> **Task statement**:
Below are some entries. Count the lines where "export" appears and state only that number.

> **Task data**:
::::::

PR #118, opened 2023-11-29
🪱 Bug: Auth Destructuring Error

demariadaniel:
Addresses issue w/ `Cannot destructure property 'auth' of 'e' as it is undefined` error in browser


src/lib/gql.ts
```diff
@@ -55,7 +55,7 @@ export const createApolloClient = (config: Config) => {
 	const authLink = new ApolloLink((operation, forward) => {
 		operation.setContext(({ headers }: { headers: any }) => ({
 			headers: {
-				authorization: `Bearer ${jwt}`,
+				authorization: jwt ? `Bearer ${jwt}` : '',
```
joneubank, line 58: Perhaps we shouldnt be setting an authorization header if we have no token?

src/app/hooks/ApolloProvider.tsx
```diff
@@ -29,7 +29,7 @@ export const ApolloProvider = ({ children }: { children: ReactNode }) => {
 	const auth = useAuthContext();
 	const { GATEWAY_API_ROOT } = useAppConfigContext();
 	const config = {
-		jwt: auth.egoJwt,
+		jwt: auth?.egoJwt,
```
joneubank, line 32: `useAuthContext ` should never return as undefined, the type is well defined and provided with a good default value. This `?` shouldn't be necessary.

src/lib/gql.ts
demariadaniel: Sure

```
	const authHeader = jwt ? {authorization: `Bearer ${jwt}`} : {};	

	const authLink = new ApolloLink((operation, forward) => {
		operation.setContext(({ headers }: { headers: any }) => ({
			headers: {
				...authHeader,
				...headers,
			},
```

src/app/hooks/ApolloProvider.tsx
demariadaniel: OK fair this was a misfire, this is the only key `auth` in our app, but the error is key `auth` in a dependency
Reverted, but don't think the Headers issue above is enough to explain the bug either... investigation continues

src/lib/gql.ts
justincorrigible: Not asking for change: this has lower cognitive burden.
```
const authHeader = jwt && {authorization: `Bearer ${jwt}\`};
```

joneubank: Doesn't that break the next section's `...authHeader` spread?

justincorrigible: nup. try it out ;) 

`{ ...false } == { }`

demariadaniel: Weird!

::::::

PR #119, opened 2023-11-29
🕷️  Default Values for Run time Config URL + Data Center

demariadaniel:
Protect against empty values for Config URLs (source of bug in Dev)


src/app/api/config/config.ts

::::::

> **Exercise response**:
2